__What the task requires__
Lines containing the word "another" are to be copied from the data below.

__Source data__
★ ★ ★ ★ ★

PR #616, opened 2022-01-28
add utility functions to NX

tiagodavi:
This PR adds some utility functions to NX.

### DIFF
--- a/nx/lib/nx.ex
+++ b/nx/lib/nx.ex
@@ -9176,23 +9176,25 @@ defmodule Nx do
 
   ## Examples
 
-  iex> Nx.variance(Nx.tensor([[1, 2], [3, 4]]))
+      iex> Nx.variance(Nx.tensor([[1, 2], [3, 4]]))
+      #Nx.Tensor<
+        f32
+        1.25
+      >
 
-  #Nx.Tensor<f32 1.25>
-
-  iex> Nx.variance(Nx.tensor([[1, 2], [3, 4]]), 1)
-
-  #Nx.Tensor<f32 1.6666666269302368>
+      iex> Nx.variance(Nx.tensor([[1, 2], [3, 4]]), ddof: 1)
+      #Nx.Tensor<
+        f32
+        1.6666666269302368
+      >
   """
   @doc type: :aggregation
-  @spec variance(tensor :: Nx.Tensor.t(), ddof :: number()) :: Nx.Tensor.t()
-  def variance(tensor, ddof \\ 0)
-
-  def variance(tensor, ddof) do
+  @spec variance(tensor :: Nx.Tensor.t(), opts :: Keyword.t()) :: Nx.Tensor.t()
+  def variance(tensor, opts \\ []) do
     %T{shape: shape} = tensor = to_tensor(tensor)
 
     total = Tuple.product(shape)
-
+    ddof = Keyword.get(opts, :ddof, 0)
     mean = mean(tensor)
 
     tensor
@@ -9209,49 +9211,24 @@ defmodule Nx do
 
   ## Examples
 
-  iex> Nx.standard_deviation(Nx.tensor([[1, 2], [3, 4]]))
+      iex> Nx.standard_deviation(Nx.tensor([[1, 2], [3, 4]]))
+      #Nx.Tensor<
+        f32
+        1.1180340051651
+      >
 
-  #Nx.Tensor<f32 1.1180340051651>
+      iex> Nx.standard_deviation(Nx.tensor([[1, 2], [3, 4]]), ddof: 1)
+      #Nx.Tensor<
+        f32
+        1.29099440574646
+      >
   """
   @doc type: :aggregation
-  @spec standard_deviation(tensor :: Nx.Tensor.t(), ddof :: number()) :: Nx.Tensor.t()
-  def standard_deviation(tensor, ddof \\ 0)
+  @spec standard_deviation(tensor :: Nx.Tensor.t(), ddof :: Keyword.t()) :: Nx.Tensor.t()
+  def standard_deviation(tensor, opts \\ []) do
+    tensor = to_tensor(tensor)
 
-  def standard_deviation(tensor, ddof) do
-    %T{} = tensor = to_tensor(tensor)
-
-    sqrt(variance(tensor, ddof))
-  end
-
-  @doc """
-  Normalizes the tensor by using standard scale.
-
-  if ddof is specified, the divisor N - ddof is used to calculate the variance.
-
-  ## Examples
-
-  iex> Nx.standard_scale(Nx.tensor([[1, 2], [3, 4]]))
-
-  #Nx.Tensor<
-  f32[2][2]
-  [
-    [-1.3416407108306885, -0.4472135901451111],
-    [0.4472135901451111, 1.3416407108306885]
-  ]
-  >
-  """
-  @doc type: :aggregation
-  @spec standard_scale(tensor :: Nx.Tensor.t(), ddof :: number()) :: Nx.Tensor.t()
-  def standard_scale(tensor, ddof \\ 0)
-
-  def standard_scale(tensor, ddof) do
-    %T{} = tensor = to_tensor(tensor)
-
-    mean = mean(tensor)
-
-    tensor
-    |> Nx.subtract(mean)
-    |> Nx.divide(standard_deviation(tensor, ddof))
+    sqrt(variance(tensor, opts))
   end
 
   ## Sigils
--- a/nx/lib/nx.ex
+++ b/nx/lib/nx.ex
@@ -9171,8 +9171,9 @@ defmodule Nx do
   Finds the variance of a tensor.
 
   The variance is the average of the squared deviations from the mean.
-  The mean is typically calculated as sum(x) / N, where N = total of elements.
-  If, however, ddof is specified, the divisor N - ddof is used instead.
+  The mean is typically calculated as `sum(tensor) / n`, where `n` is the total
+  of elements. If, however, `:ddof` (delta degrees of freedom) is specified, the
+  divisor `n - ddof` is used instead.
 
   ## Examples
 
@@ -9208,7 +9209,9 @@ defmodule Nx do
   @doc """
   Finds the standard deviation of a tensor.
 
-  if ddof is specified, the divisor N - ddof is used to calculate the variance.
+  The standard deviation is taken as the square root of the variance.
+  If the `:ddof` (delta degrees of freedom) option is given, the divisor
+  `n - ddof` is used to calculate the variance. See `variance/2`.
 
   ## Examples
 
@@ -9225,7 +9228,7 @@ defmodule Nx do
       >
   """
   @doc type: :aggregation
-  @spec standard_deviation(tensor :: Nx.Tensor.t(), ddof :: Keyword.t()) :: Nx.Tensor.t()
+  @spec standard_deviation(tensor :: Nx.Tensor.t(), opts :: Keyword.t()) :: Nx.Tensor.t()
   def standard_deviation(tensor, opts \\ []) do
     sqrt(variance(tensor, opts))
   end
--- a/nx/lib/nx.ex
+++ b/nx/lib/nx.ex
@@ -9193,8 +9193,9 @@ defmodule Nx do
   def variance(tensor, opts \\ []) do
     %T{shape: shape} = tensor = to_tensor(tensor)
 
+    opts = keyword!(opts, ddof: 0)
     total = Tuple.product(shape)
-    ddof = Keyword.get(opts, :ddof, 0)
+    ddof = Keyword.fetch!(opts, :ddof)
     mean = mean(tensor)
 
     tensor
@@ -9226,8 +9227,6 @@ defmodule Nx do
   @doc type: :aggregation
   @spec standard_deviation(tensor :: Nx.Tensor.t(), ddof :: Keyword.t()) :: Nx.Tensor.t()
   def standard_deviation(tensor, opts \\ []) do
-    tensor = to_tensor(tensor)
-
     sqrt(variance(tensor, opts))
   end
 
--- a/nx/lib/nx.ex
+++ b/nx/lib/nx.ex
@@ -9167,6 +9167,84 @@ defmodule Nx do
     end
   end
 
+  @doc """
+  Finds the variance of a tensor.
+
+  ## Examples
+
+  iex> Nx.var(Nx.tensor([[1, 2], [3, 4]]))
+
+  #Nx.Tensor<
+  f32
+  1.25
+  >
+  """
+  @doc type: :element
+  @spec var(tensor :: Nx.Tensor.t()) :: Nx.Tensor.t()
+  def var(%Nx.Tensor{shape: shape} = tensor) do
+    total =
+      shape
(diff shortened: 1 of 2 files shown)


josevalim:
Thank you @tiagodavi! @polvalente / @seanmor5, do you think this belongs in Nx? Or some statistics oriented package?

polvalente:
> Thank you @tiagodavi! @polvalente / @seanmor5, do you think this belongs in Nx? Or some statistics oriented package?

@josevalim I think std/var/avg are common and basic enough to belong in Nx. For instance, random variables are often normalized through the standard deviation, and those are Nx vectors.

However, perhaps we could think about moving them to another module.

Speaking of avg (or mean), do we have it yet? Could be a good companion function here.

josevalim:
We do have `mean`. @tiagodavi, can you please rename those functions to they have the full name instead of abbreviations? We typically avoid abbreviations in Nx.

nx/lib/nx.ex
```diff
@@ -9167,6 +9167,84 @@ defmodule Nx do
...
+  Finds the variance of a tensor.
+
+  ## Examples
+
+  iex> Nx.var(Nx.tensor([[1, 2], [3, 4]]))
+
+  #Nx.Tensor<
+  f32
+  1.25
+  >
```
josevalim, line 9180:
```suggestion
      iex> Nx.var(Nx.tensor([[1, 2], [3, 4]]))
      #Nx.Tensor<
        f32
        1.25
      >
```

Please fix the other ones accordingly. :)

nx/lib/nx.ex
```diff
@@ -9167,6 +9167,84 @@ defmodule Nx do
...
+  """
+  @doc type: :element
```
josevalim, line 9182: I think the type is aggregation or similar. Pls check what `Nx.mean` does :)

nx/lib/nx.ex
tiagodavi: sure.

nx/lib/nx.ex
tiagodavi: I'll take a look. thank you

nx/lib/nx.ex
```diff
@@ -9167,6 +9167,84 @@ defmodule Nx do
...
+      |> Tuple.to_list()
+      |> Enum.reduce(fn val, acc -> acc * val end)
+
+    mean = mean(tensor)
+
+    tensor
+    |> subtract(mean)
+    |> power(2)
+    |> sum()
+    |> divide(total)
```
jonatanklosko, line 9196: We should document the exact formula, in particular that we divide by `N`. In statistical use cases it's often desired to divide by `N - 1` when calculating sample variance/stdev, since that gives an unbiased estimate.

For the record [numpy.var](https://numpy.org/doc/stable/reference/generated/numpy.var.html) has `ddof` option and divides by `N - ddof`, [torch.var](https://pytorch.org/docs/stable/generated/torch.var.html) has a more explicit `unbiased` option, while [tfp.stats.variance](https://www.tensorflow.org/probability/api_docs/python/tfp/stats/variance) always uses `N`.

nx/lib/nx.ex
```diff
@@ -9167,6 +9167,84 @@ defmodule Nx do
...
+  >
+  """
+  @doc type: :element
+  @spec normalize(tensor :: Nx.Tensor.t()) :: Nx.Tensor.t()
+  def normalize(%Nx.Tensor{} = tensor) do
+    mean = mean(tensor)
+
+    tensor
+    |> Nx.subtract(mean)
+    |> Nx.divide(std(tensor))
```
floatn, line 9243: What about zero `std` value here?

nx/lib/nx.ex
```diff
@@ -9167,6 +9167,84 @@ defmodule Nx do
...
+  1.25
+  >
+  """
+  @doc type: :element
+  @spec var(tensor :: Nx.Tensor.t()) :: Nx.Tensor.t()
+  def var(%Nx.Tensor{shape: shape} = tensor) do
+    total =
+      shape
+      |> Tuple.to_list()
+      |> Enum.reduce(fn val, acc -> acc * val end)
```
polvalente, line 9188:
```suggestion
    total = Tuple.product(shape)
```

nx/lib/nx.ex
```diff
@@ -9167,6 +9167,84 @@ defmodule Nx do
...
+  iex> Nx.var(Nx.tensor([[1, 2], [3, 4]]))
+
+  #Nx.Tensor<
+  f32
+  1.25
+  >
+  """
+  @doc type: :element
+  @spec var(tensor :: Nx.Tensor.t()) :: Nx.Tensor.t()
+  def var(%Nx.Tensor{shape: shape} = tensor) do
```
polvalente, line 9184: What is the definition for the variance of a 0-dimensional tensor? Perhaps we should have a check against that

nx/lib/nx.ex
```diff
@@ -9167,6 +9167,84 @@ defmodule Nx do
...
+    mean = mean(tensor)
+
+    tensor
+    |> subtract(mean)
+    |> power(2)
+    |> sum()
+    |> divide(total)
+  end
+
+  def var(_), do: raise(ArgumentError, "must be a tensor")
```
polvalente, line 9199: I think we should use `to_tensor` to make errors more uniform. Take a look at the implementation for `reshape` for instance, which uses it.

polvalente: Same goes for `std`

nx/lib/nx.ex
```diff
@@ -9167,6 +9167,84 @@ defmodule Nx do
...
+  f32[2][2]
+  [
+    [-1.3416407108306885, -0.4472135901451111],
+    [0.4472135901451111, 1.3416407108306885]
+  ]
+  >
+  """
+  @doc type: :element
+  @spec normalize(tensor :: Nx.Tensor.t()) :: Nx.Tensor.t()
+  def normalize(%Nx.Tensor{} = tensor) do
```
polvalente, line 9238: I think we should either move this to another module (such as `Nx.Statistics`) or rename this function, because without a specific context, one could expect normalize to be `def normalize(t), do: Nx.divide(t, Nx.LinAlg.norm(t))`

polvalente: For all of these functions, we could also have a "per axis" version, like the ones we have for `sum`.
Especially in the case where we're dealing with a set of random variables, this could be really useful.

WDYT of having a follow-up PR for this? If you can't tackle this (lack of time, etc), let us know and we can add it to the issues tracker.

nx/lib/nx.ex
tiagodavi: done. thank you

nx/lib/nx.ex
tiagodavi:
```
iex(3)> Nx.variance Nx.tensor(5)
#Nx.Tensor<
  f32
  0.0
>
```

nx/lib/nx.ex
tiagodavi: done thank you.

nx/lib/nx.ex
tiagodavi: added. good call.

nx/lib/nx.ex
tiagodavi: I can definitely add a follow-up PR next week to address this.

nx/lib/nx.ex
tiagodavi: what do you mean by zero ?

nx/lib/nx.ex
```diff
@@ -9167,6 +9167,93 @@ defmodule Nx do
...
+  @doc """
+  Finds the variance of a tensor.
+
+  The variance is the average of the squared deviations from the mean.
+  The mean is typically calculated as sum(x) / N, where N = total of elements.
+  If, however, ddof is specified, the divisor N - ddof is used instead.
+
+  ## Examples
+
+  iex> Nx.variance(Nx.tensor([[1, 2], [3, 4]]))
```
josevalim, line 9179: Please indent all code examples by four spaces and remove the new line between the expression and the result. :)

nx/lib/nx.ex
```diff
@@ -9167,6 +9167,93 @@ defmodule Nx do
...
+
+  ## Examples
+
+  iex> Nx.standard_deviation(Nx.tensor([[1, 2], [3, 4]]))
+
+  #Nx.Tensor<f32 1.1180340051651>
+  """
+  @doc type: :aggregation
+  @spec standard_deviation(tensor :: Nx.Tensor.t(), ddof :: number()) :: Nx.Tensor.t()
+  def standard_deviation(tensor, ddof \\ 0)
```
josevalim, line 9218: Since we may want to add an `axes` option to those functions, perhaps `ddof` must be an option too? See how `mean` is done, we want to accept the same options. :)

nx/lib/nx.ex
josevalim: I believe the standard_deviation can return 0 (for example if all values are equal). In this case, this function will error. Are there other formulas to implement `standard_scale`?

seanmor5:
I am in favor of standard deviation and variance, but I'm not sure standard scale belongs in Nx. It feels more like the responsibility of another library related to data preprocessing

nx/lib/nx.ex
msluszniak: Look that std is 0 only and only if all the values are equal. In this case, there is no possibility to achieve unit variance, so the data should be left as-is. And actually, I've searched how it is calculated in Sci-kit learn. They based on this article http://www.cs.yale.edu/publications/techreports/tr222.pdf.

msluszniak: But this problematic case is still handled particularly. What is more, they catch the cases when the std is non-zero, but values are almost constant for stability issues. https://github.com/scikit-learn/scikit-learn/blob/7e1e6d09bcc2eaeba98f7e737aac2ac782f0e5f1/sklearn/preprocessing/_data.py#L84

josevalim: Yeah, let's give up on the standard_scale/normalize for now then and revisit later.

tiagodavi:
I am trying to do something like this to respect the guidelines, but not sure how to access the tensor over its axes to compute the variance at the end:

```
elixir
def variance(tensor, opts \\ []) do
    %T{shape: shape, names: names} = tensor = to_tensor(tensor)

    mean_den =
      if axes = opts[:axes] do
        mean_den(shape, Nx.Shape.normalize_axes(shape, axes, names))
      else
        mean_den(shape, nil)
      end

    ddof = Keyword.get(opts, :ddof, 0)
    mean = mean(tensor, Keyword.take(opts, [:axes, keep_axes: false]))

    axes = axes(tensor)

    IO.inspect axes

    tensor[axes] # I am assuming I need to calculate based on its axes because mean and mean_den are based on it.
    |> subtract(mean)
    |> power(2)
    |> sum()
    |> divide(mean_den - ddof)
  end
```

josevalim:
Oh, I see. Let’s not worry about the axes version for now then!

tiagodavi:
@josevalim done. Fixed spaces, removed standard_scale function and added the ddof option to variance, standard_deviation without axes for the time being.

nx/lib/nx.ex
```diff
@@ -9167,6 +9167,70 @@ defmodule Nx do
...
+      iex> Nx.variance(Nx.tensor([[1, 2], [3, 4]]), ddof: 1)
+      #Nx.Tensor<
+        f32
+        1.6666666269302368
+      >
+  """
+  @doc type: :aggregation
+  @spec variance(tensor :: Nx.Tensor.t(), opts :: Keyword.t()) :: Nx.Tensor.t()
+  def variance(tensor, opts \\ []) do
+    %T{shape: shape} = tensor = to_tensor(tensor)
```
polvalente, line 9194:
```suggestion
    %T{shape: shape} = tensor = to_tensor(tensor)
    
    opts = keyword!(opts, ddof: 0)
```

nx/lib/nx.ex
```diff
@@ -9167,6 +9167,70 @@ defmodule Nx do
...
+
+    total = Tuple.product(shape)
+    ddof = Keyword.get(opts, :ddof, 0)
```
polvalente, line 9197:
```suggestion
    ddof = Keyword.fetch!(opts, :ddof)
```

nx/lib/nx.ex
```diff
@@ -9167,6 +9167,70 @@ defmodule Nx do
...
+      #Nx.Tensor<
+        f32
+        1.29099440574646
+      >
+  """
+  @doc type: :aggregation
+  @spec standard_deviation(tensor :: Nx.Tensor.t(), ddof :: Keyword.t()) :: Nx.Tensor.t()
+  def standard_deviation(tensor, opts \\ []) do
+    tensor = to_tensor(tensor)
+
```
polvalente, line 9230:
```suggestion
```

In this specific case we can just delegate to variance

nx/lib/nx.ex
tiagodavi: done

nx/lib/nx.ex
tiagodavi: done

nx/lib/nx.ex
tiagodavi: done

polvalente (approved):

nx/lib/nx.ex
```diff
@@ -9167,6 +9167,69 @@ defmodule Nx do
     end
   end
 
+  @doc """
+  Finds the variance of a tensor.
+
+  The variance is the average of the squared deviations from the mean.
+  The mean is typically calculated as sum(x) / N, where N = total of elements.
+  If, however, ddof is specified, the divisor N - ddof is used instead.
```
josevalim, line 9175:
```suggestion
  The mean is typically calculated as `sum(tensor) / n`, where `n` is the total
  of elements. If, however, `:ddof` (delta degrees of freedom) is specified, the
  divisor `n - ddof` is used instead.
```

nx/lib/nx.ex
```diff
@@ -9167,6 +9167,69 @@ defmodule Nx do
...
+    |> subtract(mean)
+    |> power(2)
+    |> sum()
+    |> divide(total - ddof)
+  end
+
+  @doc """
+  Finds the standard deviation of a tensor.
+
+  if ddof is specified, the divisor N - ddof is used to calculate the variance.
```
josevalim, line 9211:
```suggestion
  The standard deviation is taken as the square root of the variance.
  If the `:ddof` (delta degrees of freedom) option is given, the divisor
  `n - ddof` is used to calculate the variance. See `variance/2`.
```

nx/lib/nx.ex
```diff
@@ -9167,6 +9167,69 @@ defmodule Nx do
...
+      >
+
+      iex> Nx.standard_deviation(Nx.tensor([[1, 2], [3, 4]]), ddof: 1)
+      #Nx.Tensor<
+        f32
+        1.29099440574646
+      >
+  """
+  @doc type: :aggregation
+  @spec standard_deviation(tensor :: Nx.Tensor.t(), ddof :: Keyword.t()) :: Nx.Tensor.t()
```
josevalim, line 9228:
```suggestion
  @spec standard_deviation(tensor :: Nx.Tensor.t(), opts :: Keyword.t()) :: Nx.Tensor.t()
```

josevalim:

★ ★ ★ ★ ★

__Expected answer__
However, perhaps we could think about moving them to another module.
polvalente, line 9238: I think we should either move this to another module (such as `Nx.Statistics`) or rename this function, because without a specific context, one could expect normalize to be `def normalize(t), do: Nx.divide(t, Nx.LinAlg.norm(t))`
I am in favor of standard deviation and variance, but I'm not sure standard scale belongs in Nx. It feels more like the responsibility of another library related to data preprocessing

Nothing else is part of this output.